The final case in which Justice Powell asserted his intellectual opposition to SEC policy was Carpenter v. United States.(42) Carpenter involved R. Foster Winans, a reporter for The Wall Street Journal, who worked on "Heard on the Street," a financial news column. He would pass information to David Carpenter, who would then pass it along to Kenneth Felis, a stockbroker. Based on the information which would appear in the next day's column, Felis would buy or sell stock in the affected companies. The defendants used the non-public information, which the newspaper considered its property, to net $690,000 from the scheme.
At the lower court level, the SEC successfully argued that the civil liability of the defendants rested on their misappropriation of the information that they had shared with others, who used it to make profitable stock sales. After their criminal convictions of violating several federal criminal statutes and of violating insider trading rules on the basis of the misappropriation theory, the defendants appealed to the Supreme Court.
After an initial denial of certiorari, Justice Powell, who badly wanted to hear the case in order to reject the misappropriation theory once and for all, wrote a draft dissent from the Supreme Court's denial of certiorari which he circulated among the Justices. Powell argued that Carpenter's conduct was not illegal because, under his theory adopted in Chiarella, liability for failure to disclose material information about a transaction under Rule 10b-5 arose only if premised on a relationship of trust and confidence between parties to that transaction. Powell insisted that the common law of fraud was the only basis of any liability Carpenter could be convicted of under the statute.
Since previous cases did not support the proposition that the fiduciary duty an individual owed to his employee could support an action under Rule 10b-5, Powell argued that Carpenter's conduct did not violate the law.(43) This argument swayed Chief Justice Rehnquist and Justice O'Connor to join the draft dissent and grant certiorari. However, before the case was argued, Justice Powell retired; without Powell, the Supreme Court eventually split 4-4 on whether the misappropriation theory was valid for imposing Rule 10b-5 liability.

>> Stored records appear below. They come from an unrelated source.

PR #11154, opened 2026-07-05
MagicStack: use Multimap for Spells Cast

Hanmac:
Still WIP

I'm refactoring how "ThisTurnCast" stuff is stored.
If it is done as ListMultimap, using Player as Map-Key, then we don't need extra counting.

and if we store ThisGameCast too, then we can clean up some other stuff.

### DIFF
--- a/forge-ai/src/main/java/forge/ai/ability/SetStateAi.java
+++ b/forge-ai/src/main/java/forge/ai/ability/SetStateAi.java
@@ -138,7 +138,7 @@ public class SetStateAi extends SpellAbilityAi {
             if (card.getState(CardStateName.Original).hasKeyword(Keyword.HIDDEN_AGENDA)
                     && card.isInZone(ZoneType.Command)) {
                 final String chosenName = card.getNamedCard();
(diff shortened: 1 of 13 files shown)


Hanmac:
@tool4ever @MostCromulent 
I want to find a way to copy the castThisTurn/LastTurn/ThisGame in GameCopier and GameSnapshot

for this i probably need to copy the LKI again to replace the oldPlayer with newPlayer (and maybe the host cards too?)

Hanmac:
@tool4ever your comment?

tool4ever:
A single card really shouldn't cause unlimited holding of references to all spells cast for the whole game:
that just creates extra memory pressure which isn't a worthy trade-off here

Hanmac:
@tool4ever it's similar to #10585 for #4700 
to handle `mayPlayed` better in the future.
(instead of having mayPlay on the Static which is problematic, have it on the MagicStack)

`Card->castSA->mayPlay` is less clean than `Spell->mayPlay`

That issue would not be finally decided by the Supreme Court for another ten years.
Powell proved a formidable foil to SEC lawyers working for an expansive reading of their authority under Rule 10b-5. His pre-Court experience and clear understanding of securities and corporate law allowed him to influence his colleagues on the Supreme Court and to delay, at least for a decade, the expansive advancing theories that the SEC proposed for insider trading regulation. Ironically, the takeover and insider trading scandals of the 1980s posed a different but still substantial challenge to the SEC's interpretation of their authority to regulate insider trading.